§ **ACTIVITY**
In the listing below, lines with the string "previous" are to be counted; the number is the entire reply.

§ **RECORDS SHOWN**

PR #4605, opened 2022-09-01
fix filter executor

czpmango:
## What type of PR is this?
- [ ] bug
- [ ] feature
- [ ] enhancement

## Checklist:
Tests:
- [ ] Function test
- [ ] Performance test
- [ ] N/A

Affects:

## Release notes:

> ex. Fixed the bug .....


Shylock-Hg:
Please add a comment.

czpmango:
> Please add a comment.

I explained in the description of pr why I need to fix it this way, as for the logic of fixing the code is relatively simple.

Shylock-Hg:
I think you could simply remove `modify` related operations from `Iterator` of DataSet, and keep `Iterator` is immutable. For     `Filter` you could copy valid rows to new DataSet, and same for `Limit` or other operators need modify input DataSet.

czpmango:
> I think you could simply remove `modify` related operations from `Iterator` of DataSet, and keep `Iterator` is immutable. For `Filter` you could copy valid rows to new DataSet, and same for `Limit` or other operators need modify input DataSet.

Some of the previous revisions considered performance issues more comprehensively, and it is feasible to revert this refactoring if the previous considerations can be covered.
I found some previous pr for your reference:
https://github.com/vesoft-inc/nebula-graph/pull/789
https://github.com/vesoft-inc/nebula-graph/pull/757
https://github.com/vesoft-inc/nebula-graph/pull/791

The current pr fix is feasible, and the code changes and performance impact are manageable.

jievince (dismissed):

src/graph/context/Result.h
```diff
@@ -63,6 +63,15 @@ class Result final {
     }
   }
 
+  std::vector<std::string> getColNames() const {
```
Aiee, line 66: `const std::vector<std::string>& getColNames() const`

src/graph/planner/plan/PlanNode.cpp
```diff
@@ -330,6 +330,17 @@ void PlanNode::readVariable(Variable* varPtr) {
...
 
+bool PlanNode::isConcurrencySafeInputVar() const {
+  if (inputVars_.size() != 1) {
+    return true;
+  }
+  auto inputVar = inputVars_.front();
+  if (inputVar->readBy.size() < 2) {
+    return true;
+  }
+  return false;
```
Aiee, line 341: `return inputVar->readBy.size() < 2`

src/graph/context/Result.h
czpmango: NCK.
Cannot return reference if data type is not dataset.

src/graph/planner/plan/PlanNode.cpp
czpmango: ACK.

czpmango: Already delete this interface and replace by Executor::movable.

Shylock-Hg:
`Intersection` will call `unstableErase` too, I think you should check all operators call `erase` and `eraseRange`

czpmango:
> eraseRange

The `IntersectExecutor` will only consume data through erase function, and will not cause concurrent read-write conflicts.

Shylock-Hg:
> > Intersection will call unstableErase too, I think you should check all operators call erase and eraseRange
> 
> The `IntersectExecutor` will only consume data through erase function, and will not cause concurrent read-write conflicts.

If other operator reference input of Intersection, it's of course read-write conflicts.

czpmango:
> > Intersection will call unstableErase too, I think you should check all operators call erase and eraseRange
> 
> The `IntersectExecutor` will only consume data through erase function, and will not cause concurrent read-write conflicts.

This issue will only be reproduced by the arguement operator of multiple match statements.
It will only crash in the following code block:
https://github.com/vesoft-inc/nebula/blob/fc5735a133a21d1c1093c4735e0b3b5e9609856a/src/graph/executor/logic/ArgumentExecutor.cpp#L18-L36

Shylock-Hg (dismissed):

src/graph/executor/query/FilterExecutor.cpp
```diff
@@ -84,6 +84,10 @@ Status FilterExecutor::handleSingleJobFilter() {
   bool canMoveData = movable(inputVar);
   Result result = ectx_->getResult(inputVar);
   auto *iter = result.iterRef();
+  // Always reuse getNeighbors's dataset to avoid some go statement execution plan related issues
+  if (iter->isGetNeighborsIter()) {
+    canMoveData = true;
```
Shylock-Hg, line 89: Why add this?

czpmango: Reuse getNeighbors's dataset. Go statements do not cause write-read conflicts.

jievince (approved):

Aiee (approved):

==

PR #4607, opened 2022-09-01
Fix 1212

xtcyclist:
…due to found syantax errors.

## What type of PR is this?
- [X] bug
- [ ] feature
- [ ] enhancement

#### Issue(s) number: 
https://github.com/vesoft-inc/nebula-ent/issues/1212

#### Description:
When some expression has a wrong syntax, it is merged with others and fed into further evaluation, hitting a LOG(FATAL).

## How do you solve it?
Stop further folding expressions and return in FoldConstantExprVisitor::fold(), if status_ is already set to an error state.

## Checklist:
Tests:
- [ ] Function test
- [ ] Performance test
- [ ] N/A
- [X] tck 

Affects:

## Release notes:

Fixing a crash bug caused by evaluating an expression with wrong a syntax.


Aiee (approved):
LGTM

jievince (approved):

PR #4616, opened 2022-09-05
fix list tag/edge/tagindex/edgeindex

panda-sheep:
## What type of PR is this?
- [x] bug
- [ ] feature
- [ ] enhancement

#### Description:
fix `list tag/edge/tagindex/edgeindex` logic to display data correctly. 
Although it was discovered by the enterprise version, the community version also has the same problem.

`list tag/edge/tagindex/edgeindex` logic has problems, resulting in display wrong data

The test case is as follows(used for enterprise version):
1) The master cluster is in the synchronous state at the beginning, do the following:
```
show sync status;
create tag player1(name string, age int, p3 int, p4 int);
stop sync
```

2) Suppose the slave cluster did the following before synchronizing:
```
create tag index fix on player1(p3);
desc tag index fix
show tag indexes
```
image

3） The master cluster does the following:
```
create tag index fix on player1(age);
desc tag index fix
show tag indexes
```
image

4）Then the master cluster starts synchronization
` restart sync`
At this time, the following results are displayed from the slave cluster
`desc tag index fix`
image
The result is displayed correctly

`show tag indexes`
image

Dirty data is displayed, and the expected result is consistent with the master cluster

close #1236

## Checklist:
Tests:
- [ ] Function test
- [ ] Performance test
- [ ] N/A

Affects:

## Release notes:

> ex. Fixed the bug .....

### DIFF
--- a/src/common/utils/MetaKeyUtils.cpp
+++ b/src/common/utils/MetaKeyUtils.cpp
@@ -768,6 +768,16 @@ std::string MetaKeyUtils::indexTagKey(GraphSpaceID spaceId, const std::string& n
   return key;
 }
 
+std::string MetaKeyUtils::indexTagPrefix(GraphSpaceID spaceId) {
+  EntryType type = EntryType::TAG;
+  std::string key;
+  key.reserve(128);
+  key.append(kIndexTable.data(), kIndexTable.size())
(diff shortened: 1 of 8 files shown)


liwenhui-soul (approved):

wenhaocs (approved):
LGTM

§ **WRITTEN ANSWER**
2